What you have to do: Return all lines from the listing below that include the word "into".

Given records:
PR #1169, opened 2024-09-28
Also select user-defined roles for artists and tracks lists

darrell-k:
Addendum to #1168 

1. include user-defined roles in track selection.
2. add new option in role setup to exclude certain roles from main artist lists
3. refine on change processing so that rescan is only triggered when the actual tags change.

### DIFF
--- a/Slim/Control/Queries.pm
+++ b/Slim/Control/Queries.pm
@@ -1043,7 +1043,12 @@ sub artistsQuery {
 			$roles = [ map { Slim::Schema::Contributor->typeToRole($_) } split(/,/, $roleID ) ];
 		}
 		elsif ($prefs->get('useUnifiedArtistsList')) {
-			$roles = Slim::Schema->artistOnlyRoles();
+			# include user-defined roles
+			my @udr;
+			foreach (keys %{$prefs->get('userDefinedRoles')}) {
+				push @udr, $_;
+			}
+			$roles = Slim::Schema->artistOnlyRoles(@udr);
 		}
 		else {
 			$roles = [ map { Slim::Schema::Contributor->typeToRole($_) } Slim::Schema::Contributor->contributorRoles() ];
@@ -6062,9 +6067,9 @@ sub _getTagDataForTracks {
 			# Bug 16791: Need to include ALBUMARTIST too
 			@roles = ( 'ARTIST', 'TRACKARTIST', 'ALBUMARTIST' );
 
-			# Loop through each pref to see if the user wants to show that contributor role.
+			# Loop through each pref to see if the user wants to show that contributor role. Also include user-defined roles.
 			foreach (Slim::Schema::Contributor->contributorRoles) {
-				if ($prefs->get(lc($_) . 'InArtists')) {
+				if ( $prefs->get(lc($_) . 'InArtists') || Slim::Schema::Contributor->typeToRole($_) > 20 ) {
 					push @roles, $_;
 				}
 			}
--- a/Slim/Control/Queries.pm
+++ b/Slim/Control/Queries.pm
@@ -31,13 +31,13 @@ L<Slim::Control::Queries> implements most Lyrion Music Server queries and is des
 use strict;
 
 use File::Basename qw(basename);
-use Storable;
+use Storable ();
 use JSON::XS::VersionOneAndTwo;
 use Digest::MD5 qw(md5_hex);
 use List::Util qw(first);
-use MIME::Base64 qw(encode_base64 decode_base64);
+use MIME::Base64 ();
 use Scalar::Util qw(blessed);
-use URI::Escape;
+use URI::Escape ();
 use Tie::Cache::LRU::Expires;
 
 use Slim::Music::VirtualLibraries;
@@ -366,14 +366,7 @@ sub albumsQuery {
 					push @roles, 'ARTIST' if $roleID eq 'ALBUMARTIST' && !$prefs->get('useUnifiedArtistsList');
 				}
 				elsif ($prefs->get('useUnifiedArtistsList')) {
-					@roles = ( 'ARTIST', 'TRACKARTIST', 'ALBUMARTIST' );
-
-					# Loop through each pref to see if the user wants to show that contributor role. Also include user-defined roles.
-					foreach (Slim::Schema::Contributor->contributorRoles) {
-						if ( $prefs->get(lc($_) . 'InArtists') || Slim::Schema::Contributor->typeToRole($_) > 20 ) {
-							push @roles, $_;
-						}
-					}
+					@roles = Slim::Schema::Contributor->unifiedArtistsListRoles();
 				}
 				else {
 					@roles = Slim::Schema::Contributor->contributorRoles();
@@ -1044,13 +1037,13 @@ sub artistsQuery {
 		}
 		elsif ($prefs->get('useUnifiedArtistsList')) {
 			# include user-defined roles that user wants in artist list
-			$roles = Slim::Schema->artistOnlyRoles( Slim::Schema::Contributor->getUserDefinedRolesToInclude(),'TRACKARTIST' );
+			$roles = Slim::Schema->artistOnlyRoles( Slim::Schema::Contributor->getUserDefinedRolesToInclude(), 'TRACKARTIST' );
 		}
 		else {
 			# include user-defined roles that user wants in artist list
-			my $udr = $prefs->get('userDefinedRoles');
-			$roles = [ map { Slim::Schema::Contributor->typeToRole($_) } grep { Slim::Schema::Contributor->typeToRole($_) <= 20 || $udr->{$_} && $udr->{$_}->{'include'} }
-				Slim::Schema::Contributor->contributorRoles() ];
+			$roles = [ map {
+				Slim::Schema::Contributor->typeToRole($_);
+			} Slim::Schema::Contributor->defaultContributorRoles(), Slim::Schema::Contributor->getUserDefinedRolesToInclude() ];
 		}
 
 		if ( defined $genreID ) {
@@ -6062,16 +6055,7 @@ sub _getTagDataForTracks {
 			push @roles, 'ARTIST' if $args->{roleId} eq 'ALBUMARTIST' && !$prefs->get('useUnifiedArtistsList');
 		}
 		elsif ($prefs->get('useUnifiedArtistsList')) {
-			# Tag 'a' returns either ARTIST or TRACKARTIST role
-			# Bug 16791: Need to include ALBUMARTIST too
-			@roles = ( 'ARTIST', 'TRACKARTIST', 'ALBUMARTIST' );
-
-			# Loop through each pref to see if the user wants to show that contributor role. Also include user-defined roles.
-			foreach (Slim::Schema::Contributor->contributorRoles) {
-				if ( $prefs->get(lc($_) . 'InArtists') || Slim::Schema::Contributor->typeToRole($_) > 20 ) {
-					push @roles, $_;
-				}
-			}
+			@roles = Slim::Schema::Contributor->unifiedArtistsListRoles();
 		}
 		else {
 			@roles = Slim::Schema::Contributor->contributorRoles();
--- a/Slim/Control/Queries.pm
+++ b/Slim/Control/Queries.pm
@@ -1044,7 +1044,7 @@ sub artistsQuery {
 		}
 		elsif ($prefs->get('useUnifiedArtistsList')) {
 			# include user-defined roles that user wants in artist list
-			$roles = Slim::Schema->artistOnlyRoles(Slim::Schema::Contributor::getUserDefinedRolesToInclude());
+			$roles = Slim::Schema->artistOnlyRoles( Slim::Schema::Contributor->getUserDefinedRolesToInclude(),'TRACKARTIST' );
 		}
 		else {
 			# include user-defined roles that user wants in artist list
--- a/Slim/Control/Queries.pm
+++ b/Slim/Control/Queries.pm
@@ -1043,15 +1043,18 @@ sub artistsQuery {
 			$roles = [ map { Slim::Schema::Contributor->typeToRole($_) } split(/,/, $roleID ) ];
 		}
 		elsif ($prefs->get('useUnifiedArtistsList')) {
-			# include user-defined roles
+			# include user-defined roles that user wants in artist list
 			my @udr;
 			foreach (keys %{$prefs->get('userDefinedRoles')}) {
-				push @udr, $_;
+				push @udr, $_ if !$prefs->get('userDefinedRoles')->{$_}->{'exclude'};
 			}
 			$roles = Slim::Schema->artistOnlyRoles(@udr);
 		}
 		else {
-			$roles = [ map { Slim::Schema::Contributor->typeToRole($_) } Slim::Schema::Contributor->contributorRoles() ];
+			# include user-defined roles that user wants in artist list
+			my $udr = $prefs->get('userDefinedRoles');
+			$roles = [ map { Slim::Schema::Contributor->typeToRole($_) } grep { Slim::Schema::Contributor->typeToRole($_) <= 20 || $udr->{$_} && !$udr->{$_}->{'exclude'} }
+				Slim::Schema::Contributor->contributorRoles() ];
 		}
 
 		if ( defined $genreID ) {
--- a/Slim/Control/Queries.pm
+++ b/Slim/Control/Queries.pm
@@ -1044,11 +1044,7 @@ sub artistsQuery {
 		}
 		elsif ($prefs->get('useUnifiedArtistsList')) {
 			# include user-defined roles that user wants in artist list
-			my @udr;
-			foreach (keys %{$prefs->get('userDefinedRoles')}) {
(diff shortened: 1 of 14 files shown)


Slim/Control/Queries.pm
```diff
@@ -1043,7 +1043,12 @@ sub artistsQuery {
 			$roles = [ map { Slim::Schema::Contributor->typeToRole($_) } split(/,/, $roleID ) ];
 		}
 		elsif ($prefs->get('useUnifiedArtistsList')) {
-			$roles = Slim::Schema->artistOnlyRoles();
+			# include user-defined roles
+			my @udr;
+			foreach (keys %{$prefs->get('userDefinedRoles')}) {
+				push @udr, $_;
+			}
+			$roles = Slim::Schema->artistOnlyRoles(@udr);
```
michaelherger: This is modifying the list of roles. I'm away from computers... do we make sure they're not added repeatedly? Shouldn't this addition happen in a central place? Eg. even artistOnlyRoles itself?

darrell-k:
I think this is ready, but after tonight I will have limited connectivity for a week.

Slim/Control/Queries.pm
michaelherger: What about this question?

Slim/Plugin/ExtendedBrowseModes/Settings.pm
```diff
@@ -32,7 +33,7 @@ use constant AUDIOBOOKS_MENUS => [{
 	weight  => 15,
 	enabled => 0,
 }];
-
+my $log   = logger('prefs');
```
michaelherger: That's not really used here, is it? You could actually remove the import as well.

Slim/Plugin/ExtendedBrowseModes/Settings.pm
```diff
@@ -16,6 +16,7 @@ use Slim::Utils::Log;
 use Slim::Utils::Misc;
 use Slim::Utils::Strings qw(string);
 use Slim::Utils::Prefs;
+use List::Util qw(max);
```
michaelherger: Please move this before the project own imports. I like to have `Slim` and `Plugins` modules separate from the other imports.

Slim/Plugin/ExtendedBrowseModes/Settings.pm
```diff
@@ -55,8 +56,14 @@ sub handler {
 	if ($params->{'saveSettings'} && !$class->needsClient) {
 		# custom role handling
 		my $currentRoles = $serverPrefs->get('userDefinedRoles');
+
+		my $id = 20;
```
michaelherger:
```perl
my $id = max(map { $_->{id} } values %$currentRoles) + 1;
```
?

Besides that "simplification" (untested!) I believe this kind of code belongs in `S::Schema::Contributor`. I actually believe nothing should read/write `preferences('server')->get('userDefinedRoles')` outside that module. We should have accessors there to do the manipulation. Otherwise this kind of logic is spread across too many places IMHO.

Slim/Plugin/ExtendedBrowseModes/Settings.pm
```diff
@@ -67,16 +74,18 @@ sub handler {
...
 					$customTags->{$tag} = {
 						name => $params->{$key . '_name'} || $tag,
-						id => $id,
+						id => $currentRoles->{$tag} ? $currentRoles->{$tag}->{id} : $id++,
+						include => $params->{$key . '_include'},
 					};
-					if ( !$currentRoles->{$tag} || $currentRoles->{$tag}->{name} ne $customTags->{$tag}->{name} ) {
+					if ( !$currentRoles->{$tag}
+						|| $currentRoles->{$tag}
+							&& ( $currentRoles->{$tag}->{name} ne $customTags->{$tag}->{name} || $currentRoles->{$tag}->{include} ne $customTags->{$tag}->{include} ) ) {
```
michaelherger: You don't need to check for `$currentRoles->{$tag}` again, as the "other" part would only be evaluated if it was defined.

Slim/Control/Queries.pm
michaelherger: 👆🏻

Slim/Utils/Prefs.pm
```diff
@@ -394,9 +394,30 @@ sub init {
...
 		sub { Slim::Control::Request::executeRequest(undef, ['wipecache', $prefs->get('dontTriggerScanOnPrefChange') ? 'queue' : undef]) },
-		qw(splitList groupdiscs useTPE2AsAlbumArtist userDefinedRoles)
+		qw(splitList groupdiscs useTPE2AsAlbumArtist)
 	);
 
+	$prefs->setChange( sub {
+		my $newRoles = $_[1];
+		my $oldRoles = $_[3];
+		my $changed = 0;
+		if (%$oldRoles != %$newRoles) {
```
michaelherger: This comparison would not compare the hash's content, would it? You might have to compare keys by key (or values) yourself anyway. Check number of items first. That's cheap and covers additions/removals. Then compare key by key. No need for a copy of one of the hashes. Just look them up, and upon first failure stop and set the changed flag.

Slim/Web/Pages/Search.pm
```diff
@@ -508,7 +509,11 @@ sub _initActiveRoles {
 		$params->{'search'}->{'contributor_namesearch'}->{'active' . $_} = 1 if $params->{'search.contributor_namesearch.active' . $_};
 	}
 
-	$params->{'search'}->{'contributor_namesearch'} = { map { ('active' . $_) => 1 } @{ Slim::Schema->artistOnlyRoles } } unless keys %{$params->{'search'}->{'contributor_namesearch'}};
+	my @udr;
+	foreach (keys %{$serverPrefs->get('userDefinedRoles')}) {
+		push @udr, $_ if $serverPrefs->get('userDefinedRoles')->{$_}->{'include'};
+	}
```
michaelherger: Doesn't belong here.

michaelherger (changes requested):
I'm a bit confused about the `include` flag: why would you add a role if you wanted to ignore it anyway? Isn't this just unnecessary complexity without a real world use case?

And please move all handling of the `userDefinedRoles` pref to the `Slim::Schema::Contributor` module. I don't like seeing it sprinkled across the code base.

darrell-k:
> I'm a bit confused about the `include` flag: why would you add a role if you wanted to ignore it anyway? Isn't this just unnecessary complexity without a real world use case?
> 
There have been multiple requests for it, see some of the discussion in https://forums.slimdevices.com/forum/developer-forums/beta/1727585-unintended-consequence-of-user-defined-contributor-roles-being-created-in-lms

The use case is wanting an Additional Browse Menu/search results for a user-defined role but not wanting them filling up the main Artists lists.

Slim/Plugin/ExtendedBrowseModes/Settings.pm
darrell-k: A leftover from debugging.

Slim/Control/Queries.pm
darrell-k: From my understanding of the function, it's initialising the base role list each time.

Slim/Plugin/ExtendedBrowseModes/Settings.pm
darrell-k: I'll test the simplification. I do need to become more confident in using `map`.

Otherwise, I'm not quite sure what you mean: manipulating the user-defined roles makes no sense outside of the handler for the prefs page. Am I missing something (very possible!)?

michaelherger: That's correct. But there's similar code when reading the pref in various places. Just putting it in one place seems cleaner to me.

Slim/Utils/Prefs.pm
darrell-k: As far as I understand it (google!) `%$oldRoles != %$newRoles` is a scalar comparison of the number of items. If different, the code goes on to check each key old vs new.

I got the code from here: https://stackoverflow.com/a/1273816

michaelherger: Ha! You taught me a lesson today 😁. Thanks!

michaelherger: But I still don't get why you'd need `%cmp`. Why not compare to the original hash directly?

darrell-k: I think because it's deleting from %cmp when the new key matches - an empty %cmp at the end means nothing changed.

Yes, we could retrieve the pref for $oldRoles, but as it's passed in @_ anyway...

Slim/Plugin/ExtendedBrowseModes/Settings.pm
darrell-k: So you want me to encapsulate all of lines 56 to 97 in Slim::Schema::Contributor?  If so, it's a lot of parameter passing.

If not, what exactly?

Slim/Utils/Prefs.pm
michaelherger: But we don't have to delete, do we? After we've figured out they're the same size we compare all keys/values from one hash with the other. This isn't destructive, is it?

Slim/Plugin/ExtendedBrowseModes/Settings.pm
michaelherger: Maybe I'm oversimplifying my assumptions. What parameters would you need? Name and "include" flag?

No need to evaluate the `$id` here. Just tell the schema to add a role. It would do the check locally.

Slim/Utils/Prefs.pm
darrell-k: So far I just copied the code from the stackoverflow post. What's the best way of doing the compare?

Slim/Plugin/ExtendedBrowseModes/Settings.pm
darrell-k: This reminded me we need to ensure the user-defined roles are created starting with id 21, so I've had to amend your above simplification above so it works when creating the first user-defined role. (The test >20 is used in LMS and Material already, to distinguish user-defined roles.)

At the moment, we're rebuilding the user-defined roles pref map as a whole, then replacing wholesale, before triggering Slim::Schema::Contributor->initializeRoles() to rebuild the contributor-role maps/arrays from the newly-written pref.

I don't think we should move the actual pref setting outside of the settings handler.

Not sure where this leaves us?

Slim/Utils/Prefs.pm
michaelherger: I'm no expert for "best" solutions 😁. But here's what I think should do the job:

```perl
while (my ($k, $v) = each %oldRoles) {
   if (!exists $newRoles{$k} || $newRoles{$k} ne $v) {
      $changed = 1;
      last;
   }
}
```

Your change only checks for the existence of a key, but not for its content.

Slim/Control/Queries.pm
michaelherger: Never mind... I wrote the first comment on the phone with a poor connection - and didn't read the `artistOnlyRoles()` correctly...

Slim/Control/Queries.pm
```diff
@@ -1043,10 +1043,18 @@ sub artistsQuery {
 			$roles = [ map { Slim::Schema::Contributor->typeToRole($_) } split(/,/, $roleID ) ];
 		}
 		elsif ($prefs->get('useUnifiedArtistsList')) {
-			$roles = Slim::Schema->artistOnlyRoles();
+			# include user-defined roles that user wants in artist list
+			my @udr;
+			foreach (keys %{$prefs->get('userDefinedRoles')}) {
+				push @udr, $_ if $prefs->get('userDefinedRoles')->{$_}->{'include'};
+			}
+			$roles = Slim::Schema->artistOnlyRoles(@udr);
```
michaelherger: I think it's this construct which triggered the "move to schema" discussion initially, as it's being used +/- identically in search. Make it something like `getRolesToInclude()`?

Slim/Web/Pages/Search.pm
michaelherger: ...and we wouldn't even need this if the condition on the next line wasn't met. Please wrap this all in a regular `if {}` block. Should make the next line more readable, too.

In general we should try to avoid in-line conditions if the line becomes overly long. The condition can easily be hidden outside the screen. If you still prefer the in-line condition you could at least format the map to make it use multiple lines. But in this case we actually don't need the `@udr` unless the condition is met. Therefore just go regular `if`.

Slim/Utils/Prefs.pm
darrell-k: Yes, that is intentional, the key is the tag name to be scanned, the values are the display text and the "include" flag which should not trigger a rescan. It's the whole reason this new `setChange` sub is necessary.

Slim/Web/Pages/Search.pm
darrell-k: Of course! in my defence all I did was add the parameter `@udr` to the existing code (see old line 511).  I'll make the change.

darrell-k (commented):
pressed wrong button!

Slim/Utils/Prefs.pm
michaelherger: Ohh... ok. In that case you can obviously remove the second condition in my statement.

I think `$changed` and `%cmp` serve the same purpose: have an indicator whether something has changed. If we didn't remove everything from `%cmp` then we'd trigger a rescan. But it's kind of redundant in this case: we would set `$changed = 1` if the temporary hash copy wasn't empty. But we can as well just set the flag when we evaluate the existence of the key in both hashes. That would get rid of the `if (%cmp)` check.

Just for fun here's probably another, more perly way of achieving the same:
```perl
$changed = %oldRoles - %newRoles || (scalar grep {!exists $newRoles{$_}} keys %oldRoles);
```

The subtraction would check the element number, the second part would check whether all the keys were the same...

darrell-k: I like perly!

See latest push, which hopefully resolves all issues.

Do you want to merge #1175 so that I can merge public/9.0 into this one before doing a final push?

darrell-k:
Whoops, there's a problem with advanced search, new push incoming...

michaelherger:
#1175 merged - unfortunately this is causing conflicts here...

darrell-k:
Yes was expecting that: will update my local and resolve with another push.

michaelherger:
Could there be more final tweaks required?...

https://github.com/LMS-Community/slimserver/blob/public/9.0/Slim/Control/Queries.pm#L788
https://github.com/LMS-Community/slimserver/blob/public/9.0/Slim/Menu/AlbumInfo.pm#L275-L279
https://github.com/LMS-Community/slimserver/blob/public/9.0/Slim/Menu/TrackInfo.pm#L399-L403

These are all very similar constructs compiling a list of all roles. I found them by searching for `InArtists`, which are the prefs to include roles the old way.

darrell-k:
> Could there be more final tweaks required?...
> 
> https://github.com/LMS-Community/slimserver/blob/public/9.0/Slim/Control/Queries.pm#L788

This one is #1073 territory - the one where I want to make the roles used in creating the links displayed under the album user-configurable and remove the dependency between the unifiedArtistList and the listed contributors. You wanted to leave this until after the 9.0 release. I think we shouldn't be adding more roles right now, the list of links created under the album image in the album list can already become a bit unwieldy. A good reason to implement #1073, I would say ;)
image


>https://github.com/LMS-Community/slimserver/blob/public/9.0/Slim/Menu/AlbumInfo.pm#L275-L279 
>https://github.com/LMS-Community/slimserver/blob/public/9.0/Slim/Menu/TrackInfo.pm#L399-L403

These would be:
image
and
image

IMO, no reason not to make the user-defined roles into links, they're already displayed. I'll add to this PR.

Slim/Menu/TrackInfo.pm
```diff
@@ -396,25 +396,10 @@ sub infoContributors {
...
-				if ($linkRoles{$role}) {
-					$_addContributorItem->($items, $contributor, $role);
-				} else {
-					my $item = {
-						type    => 'text',
-						name    => $contributor->name,
-						label   => uc $role,
-					};
-					push @{$items}, $item;
-				}
```
michaelherger, line 417: Are you saying that previously we would actually _prohibit_ access to those roles from the menus?..

darrell-k:
Just pushed the changes for `AlbumInfo` and `TrackInfo`. Also needed to pass `role_id` to `Slim::Menu:BrowseLibrary::_albums `to ensure that we get results even when the hyperlinked role is not one flagged for artist menu inclusion.

And: a little bug found in testing corrected in `Slim::Menu::BrowseLibrary::Releases` - role_id wasn't being passed properly, all `albumsQuery` was getting was an empty `_p6`. How did I get away with that for so long? Users must not be paying attention ;)

Slim/Menu/TrackInfo.pm
darrell-k: They weren't hyperlinked (just text) in the AlbumInfo and TrackInfo header html unless they were "standard" roles.

darrell-k: See the images I posted above: the additional roles are not bolded hyperlinks, just plain text.

michaelherger (approved):
Let's ship this - thanks a ton!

Written answer:
Do you want to merge #1175 so that I can merge public/9.0 into this one before doing a final push?
IMO, no reason not to make the user-defined roles into links, they're already displayed. I'll add to this PR.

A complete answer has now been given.